Von Samirs neuem Drama hätte man ein Generationenporträt erwartet, das die Befindlichkeit der jugendlichen Lebenswelten auf die grosse Leinwand bringt. In Wahrheit verklärt «Snow White» soziale Klischees eher, als dass es sie hinterfragt.

Nico (Julie Fournier) lebt wohlbehütet am Zürcher Goldhang und zelebriert die von Regisseur Samir punktgenau bei den MTV-Clips abgeschaute Hedonisten-Ästhetik mit Kokain am Villa-Pool bis zum Exzess. Ihre zuhälterische Beziehung zum Clubbetreiber Boris (Stefan Gubser als prima Sugar Daddy) nimmt ein abruptes Ende, nachdem sich die 20-jährige in den Genfer Rapper Paco (Carlos Leal von Sens Unik) verliebt, der an seinem Erfolg leidet, weil seine sozialkritischen Songs in jedem Supermarkt gespielt werden. In Paco sieht Nico den Eisbrecher zu ihrer Oberflächlichkeit und die Figuren für ein märchenhaftes Melodrama sind gesetzt.

Formal brilliert Samir mit seiner hinlänglich bekannten Mix-Technik aus 35mm, Homevideo-Bildern und Split-Screens, die bei «Snow White» auf die Spitze getrieben wird: Flüssig ineinander montiert, vermag die kaleidoskopische Bildtechnik die Gefühlszustände der beiden Hauptfiguren präzise zu vermitteln.

Um Pacos Zuneigung zu gewinnen, verbirgt Nico zu Beginn ihren Status. Es gehört zum Menü des Melodramas, dass ein solches Versteckspiel auf die Dauer nicht gut gehen kann und bald darauf kommt es zum Eklat. Grandios an «Snow White» sind die Details: Der offensichtlich dem Kaufleuten nachempfundene Zürcher Club oder der sorgfältig recherchierte Umgang von Goldküsten-Jugendlichen miteinander. Carlos Leal kann restlos als kämpferischer Rapper überzeugen, während der aus der Romandie stammenden Julie Fournier die schweizerdeutschen Dialogpassagen synchronisiert wurden, was leider sofort störend wirkt. Der Nebenauftritt von Patrick Rapold als Bündner Banker mit Realitätsverlust gehört dann schon eher in die Kategorie der unvergesslichen Filmszenen.

«Snow White» wurde von den Deutschweizer Medien unisono lobend aufgenommen, was mit Lokalpatriotismus oder mit PR-Deals zu tun haben wird.
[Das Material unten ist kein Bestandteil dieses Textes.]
PR #2067, opened 2023-07-27
nsis: installer updates

Lucarda:
This PR (targeted to `develop`) attempts to have a less prone to errors installer and also includes some troubleshooting tools.

- **safer behavior**:

  - the (un)installer refuses to do anything if it finds a currently running Pd(64).

  - check if there's write permission on target dir before attempting to do anything else.

- **troubleshoot tools**:

  - tool to clear Pd(64) preferences. (only runs at `user` scope).

  - tool to set which Pd(64) installation is used to open .pd files (scope can be `user` or `allusers`).

  - also these two tools are included in the uninstaller but here the '.pd' files repair is automatic (you don't have to choose which app).

- **user scope**:

  - admin users can choose to install or run troubleshot tools at `user` or `allusers` scope.

- **alternate install**

  - user can choose to do an alternate install if there is already a default one. it prompts for a short string (like `Pd-0.54-0-(alt)` to be used to name the: install folder, start menu folder,  desktop shortcut and uninstall name.

Tested to work correctly on **WinXp(i386)** and **Win11(amd64)**.

Test artifacts: https://nc.nubegris.com.ar/index.php/s/E7Pyg3M9ZA7Hygo

### DIFF
--- a/INSTALL.txt
+++ b/INSTALL.txt
@@ -336,7 +336,8 @@ Install git if you want to clone the Pd sources from Github, etc:
 
 and/or the nsis installer tool if you want to build the Pd Windows installer:
 
-    (Currently we only support 32bit installers)
+    # 64 bit
+    pacman -S mingw-w64-x86_64-nsis
 
     # 32 bit
     pacman -S mingw-w64-i686-nsis
--- a/INSTALL.txt
+++ b/INSTALL.txt
@@ -336,8 +336,7 @@ Install git if you want to clone the Pd sources from Github, etc:
 
 and/or the nsis installer tool if you want to build the Pd Windows installer:
 
-    # 64 bit
-    pacman -S mingw-w64-x86_64-nsis
+    (Currently we only support 32bit installers)
 
     # 32 bit
     pacman -S mingw-w64-i686-nsis
--- a/doc/1.manual/x6.htm
+++ b/doc/1.manual/x6.htm
@@ -9,7 +9,7 @@
 <link rel="stylesheet" type="text/css" href="pdmanual.css" media="screen">
 <link rel="icon" type="image/png" href="favicon.ico">
 </HEAD>
-  
+
 <BODY>
 
 
@@ -26,7 +26,7 @@
 <P>
 <A href="index.htm#s6"> back to table of contents </A>
 <BR><BR>
-</P> 
+</P>
 
 <P>Pd is built on the commandline using traditional Unix-style tools. The source
 distribution comes with two build systems:</P>
@@ -314,15 +314,14 @@ pacman -S mingw-w64-x86_64-toolchain mingw-w64-x86_64-clang \
 pacman -S mingw-w64-i686-toolchain mingw-w64-i686-clang \
           make autoconf automake libtool \
           mingw-w64-i686-gettext</pre>
-		  
+
 <p>Install git if you want to clone the Pd sources from Github, etc:</p>
 
 <pre>pacman -S git</pre>
 
 <p>and/or the nsis installer tool if you want to build the Pd Windows installer:</p>
 
-<pre># 64 bit
-pacman -S mingw-w64-x86_64-nsis
+<pre>(Currently we only support 32bit installers)
 
 # 32 bit
 pacman -S mingw-w64-i686-nsis</pre>
@@ -463,7 +462,7 @@ cd ../fiddle~ &amp;&amp; make pd_nt
 
 <P>
 <BR><BR>
-<A href="index.htm#s6"> back to table of contents </A> 
+<A href="index.htm#s6"> back to table of contents </A>
 <BR><BR>
 </P>
 
--- a/doc/1.manual/x6.htm
+++ b/doc/1.manual/x6.htm
@@ -321,7 +321,8 @@ pacman -S mingw-w64-i686-toolchain mingw-w64-i686-clang \
 
 <p>and/or the nsis installer tool if you want to build the Pd Windows installer:</p>
 
-<pre>(Currently we only support 32bit installers)
+<pre># 64 bit
+pacman -S mingw-w64-x86_64-nsis
 
 # 32 bit
 pacman -S mingw-w64-i686-nsis</pre>
--- a/msw/build-nsi.sh
+++ b/msw/build-nsi.sh
@@ -220,10 +220,15 @@ find "${PDWINDIR}" -type d -printf 'RMDir "$INSTDIR/%P"\n' \
 echo "!insertmacro MUI_PAGE_LICENSE \"${PDWINDIR}/LICENSE.txt\"" \
   > "${LICENSEFILE}"
 
+
+# if we are on mingw/cygwin, we have to unmangle the directories
+WWORKDIR=$(cygpath -m "${WORKDIR}" 2>/dev/null || echo "${WORKDIR}")
+WOUTDIR=$(cygpath -m "${OUTDIR}" 2>/dev/null || echo "${OUTDIR}")
+
 # uninstall/license/... information into pd.nsi script
 cat "${SCRIPTDIR}/pd.nsi" | sed \
-	-e "s|include \"/tmp/|include \"${WORKDIR}/|" \
-	-e "s|OutFile \"/tmp/|OutFile \"${OUTDIR}/|" \
+	-e "s|include \"/tmp/|include \"${WWORKDIR}/|" \
+	-e "s|OutFile \"/tmp/|OutFile \"${WOUTDIR}/|" \
 	> "${NSIFILE}"
 
 # check if we have nsis compiler
--- a/msw/build-nsi.sh
+++ b/msw/build-nsi.sh
@@ -220,15 +220,12 @@ find "${PDWINDIR}" -type d -printf 'RMDir "$INSTDIR/%P"\n' \
 echo "!insertmacro MUI_PAGE_LICENSE \"${PDWINDIR}/LICENSE.txt\"" \
   > "${LICENSEFILE}"
 
-
 # if we are on mingw/cygwin, we have to unmangle the directories
-WWORKDIR=$(cygpath -m "${WORKDIR}" 2>/dev/null || echo "${WORKDIR}")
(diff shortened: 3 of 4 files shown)


umlaeute:
nice.

> troubleshoot tools:

i wonder: could we integrate these tools into the (un)installer ?

IIRC, windows often provides this <kbd>Modify/Uninstall</kbd> button in the Software Center, and I think the "clear properties" might be an excellent use-case.

(I'm not entirely sure whether this would work for file associations as well, without letting the user jump through too many hoops...)

Lucarda:
> i wonder: could we integrate these tools into the (un)installer ?

indeed that is useful. I'll work on it.

Lucarda:
> (I'm not entirely sure whether this would work for file associations as well, without letting the user jump through too many hoops...)

it turned out that it's the simplest and useful one. it had been implemented in the uninstaller along with the 'clear prefs'.

things I'm not totally sure

  - wording
  
  - do we need the tools in the installer? i think they are ok there so people are advertised of them.
  
  
the installers in the link above had been updated.

Lucarda:
yes this is odd. iirc during this days i built on linux without the `/tmp/` prefix and it worked. i'll test this again tomorrow. if there are no problems i'll remove them.

sebshader:
well according to the message at the top of the file, the 'tmp' has to be there for miller's build environment using wine? Just seems like there should be some option or setting, I'm wondering how other people use it.

umlaeute:
> Is there a better way around this? Should that be a separate issue?

how about using the `-o/--outdir`  flag:

```
$ ./build-nsi.sh -h
Helper script to build a proper Windows installer out of a
Pd build tree.

Usage:
./build-nsi.sh [ OPTIONS ] <path_to_pd_build> [<version> [<wish-exec-name> [<arch>]]]

 Options:

  -o,--outdir DIR      Output directory (where the generated installer binary
                       can be found after a succesfull run)

  -h,--help            Print this help

 Arguments:

  <path_to_pd_build>   input directory (containing 'bin/pd.exe')
                       such as created by 'make app'
  <version>            Pd-version to create installer for (e.g. '0.32-8')
                       DEFAULT: autodetect from <path_to_pd_build>
  <wish-exec-name>     name of the Tcl/Tk interpreter executable
                       e.g., 'wish85.exe'
                       DEFAULT: use a "bin/wish*.exe" in <path_to_pd_build>
  <ARCH>               architecture of the Pd executable.
                       valid values are '32' for x86 and '64' for x86_64
                       DEFAULT: autodetect from "bin/pd.exe" in <path_to_pd_build>
```

sebshader:
doesn't work, I think the issue is that the script can't find things in "WORKDIR", and OUTDIR is different. I'm wondering if other people use it on windows without editing pd.nsi.

umlaeute:
@sebshader thanks for the additional info. i think this warrants indeed a separate issue.

umlaeute:
in any case, please check whether [06d6632](https://github.com/pure-data/pure-data/pull/2067/commits/06d66324e5c89e9dd1b4388c10ff8522d5b8acd6) in this PR fixes the issue.

sebshader:
unfortunately not, now it's just: ```!include: could not find: "C:/msys64/tmp/tmp.WvWpL8Vj1h/license_page.nsh"```
actually I had already tried changing the paths in the .nsi to that and it's odd it doesn't work because the file is there.

sebshader:
so trying to use the installer, I'm getting the "Refusing to continue, save and quit pd" message on this branch.
(This is after restarting my computer to make sure no pd is running)

sebshader:
though I thought I copied the same files before, now it isn't working..

sebshader:
I'm pretty unexperienced with windows, but I'm not sure if the 'qprocess' exists..

Lucarda:
### 32-bit NSIS

this should be documented somewhere but the thing is that we have to compile with a 32-bit `nsis`. It has to be done like that because the package that comes with Debian and Fedora are 32bit nsis. Also we need to support 32bit Pd on 32bit machines :)

So get

`pacman -S mingw32/mingw-w64-i686-nsis`

then open the MINGW32 shell and compile.

the `Refusing to continue, save and quit pd` should now work correctly (only if Pd is running).

### About `qprocess`

start a normal `CMD` window. Now you are at the 64bit command prompt.

type `qprocess`: you'll get all running processes.

now switch to the 32-bit command prompt

`C:\WINDOWS\SysWOW64\cmd.exe`

 you'll get 

```
Microsoft Windows [Version 10.0.22000.2176]
(c) Microsoft Corporation. All rights reserved.
```

type `qprocess`. you'll get

```
'qprocess' is not recognized as an internal or external command,
operable program or batch file.
```

so to access the 64bit programs you must do:

`cd %windir%\sysnative` 

`qprocess`


Note that on a 64bit prompt you can't `cd %windir%\sysnative`

sebshader:
> ### About `qprocess`
> start a normal `CMD` window. Now you are at the 64bit command prompt.
> 
> type `qprocess`: you'll get all running processes.

running this gives:
```'qprocess' is not recognized as an internal or external command,
operable program or batch file.
```
this is the ```C:/Windows/System32/cmd.exe```

Lucarda:
`qprocess` works for me on Win10 (enterprise).

Which version do you use?

sebshader:
Edition	Windows 10 Home
Version	22H2
Installed on	‎5/‎20/‎2023
OS build	19045.3208
Experience	Windows Feature Experience Pack 1000.19041.1000.0

Lucarda:
I took from [here](https://ss64.com/nt/query-process.html) that this should work but seems there is missing info

sebshader:
I think we might have to use ```tasklist``` instead

sebshader:
well I am on home addition and have ```tasklist``` but no ```qprocess```..

sebshader:
https://superuser.com/questions/1440493/how-to-get-query-command-on-windows-10

Lucarda:
will work on it. Thanks for the valuable test. have to test if `tasklist` works on xp

umlaeute:
i thought a better way would be to use [DDE](https://en.wikipedia.org/wiki/Dynamic_Data_Exchange) as Pd is already using this on Windows (to open documents with an already running instance).

however, it also seems that the current implementation uses the full path to the `pd-gui.tcl` file into the key, which we do not know during the installer.

https://github.com/pure-data/pure-data/blob/c0a7c16c63e86ccc8ce05c8273ccd8aec7ae044c/tcl/pd-gui.tcl#L720-L723


probably a running Pd(-GUI) should *also* register a more generic key which can be checked to see if there is *any* Pd(-GUI) running, and possibly foreground it (or quit it).

also, I do not really know how easy it is to interact with DDE from NSIS (there is a very dated `nsisDDE` plugin at http://wiz0u.free.fr/prog/nsisDDE/, but I think we should probably avoid it)

Lucarda:
@sebshader can you test 95d3fac.

one good thing about `tasklist` is that it works even without `%windir%\sysnative` so the installer can be done with 64bit nsis.

@umlaeute yes, let's try to avoid using nsis plugins.

Lucarda:
I have to revisit this as I suppose it will fail in machines not using english locale. but i think i got a solution.

umlaeute:
@Lucarda should we collect the feedback about the installer here? or on the mailinglist? (or can you setup a poll on your nextcloud instance?)

Lucarda:
> should we collect the feedback about the installer here? or on the mailinglist?

I think the mailinglist is Ok (more people getting the call). 

If we find troubles with `tasklist` reported there, may be, we should resort to https://nsis.sourceforge.io/NsProcess_plugin. or live without detection?.

umlaeute:
Following the call on [the mailinglist](https://lists.puredata.info/pipermail/pd-list/2023-08/132487.html), I'm going to collect the results here:

| OS | cpu | state | tester | notes |
|---|---|---|---|---|
| WinXP (pro) | i386 | :tada: | @Lucarda |
| Win8.1 (pro) | amd64 | :tada: | @Lucarda  |
| Win10 (home) | amd64 | :tada: | @Lucarda  |
| Win10 (enterprise) | amd64 | :tada: | @Lucarda  |
| Win11 (pro) | amd64 | :tada: | @Lucarda  |

ben-wes:
feel free to remove this comment again in order to not bury the summarizing table above ...

since it's not mentioned there: it works perfectly well including the warning for a running Pd instance on:
* Microsoft Windows 11 Business 10.0.22621 Build 22621
* 11th Gen Intel(R) Core(TM) i7-1165G7

(installed at user scope - since no admin rights available here)

ben-wes:
@umlaeute : good point. sorry i didn't clarify. had only tested 64bit. but now i tested both with parallel install and running instances of the same instance, other instance, previous 0.53.2 32bit admin install (installed while i still had those privileges) and no running instance. everything works well here! unfortunately can't test the admin scope anymore though.

Lucarda:
@umlaeute to not get in confusions: both of the installers are 32bit `nsis`.

Lucarda:
@umlaeute warning!

>  the installer-binary itself is not really important

it is. we get 32bit Windows programs from from 32bit `nsis`. see above: we had to do tricks (`cd %windir%\sysnative` to use `qprocess` from a 32bit nsis on 64bit Windows. 

> installer-binary itself is not really important (mostly, because there is only one)

there is no "only one" on `msys2`. in the `docs` we say you can build `nsis` installers with 64bit and 32bit `nsis` packages for `msys2`. I choose to build only on 32bit 'nsis` as this one is the *only* arch for on Linux package managers (and Miller uses that).

umlaeute:
Sure, but that's an implementation detail. Esp with your call for feedback in mind, there is no mention/hint/... of a "64bit installer" (nsis64), but there *is* a "64bit (Pd) installer".

The context where I used "64bit installer" was when talking to a *user* who took the question about "CPU" literally and reported their intel model, while the question was really"which of the two installers from the download folder did you use?"

Lucarda:
tested to work fine on **Win7** (home) amd64

Lucarda:
closing as the commits are already on the `master` branch.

In Wahrheit klimpert Samir ganz schön klischiert auf der Klaviatur des Melodramas und lässt die beiden Hauptfiguren in ein märchenhaft verschleiertes Ending hineinlaufen, das sich schlicht aus der Rezeptur gängiger Storylines ergibt. Hier wird der titelgebende Kalauer aus dem Übernamen für Kokain und der Schneewitchen-Fabel etwas arg strapaziert.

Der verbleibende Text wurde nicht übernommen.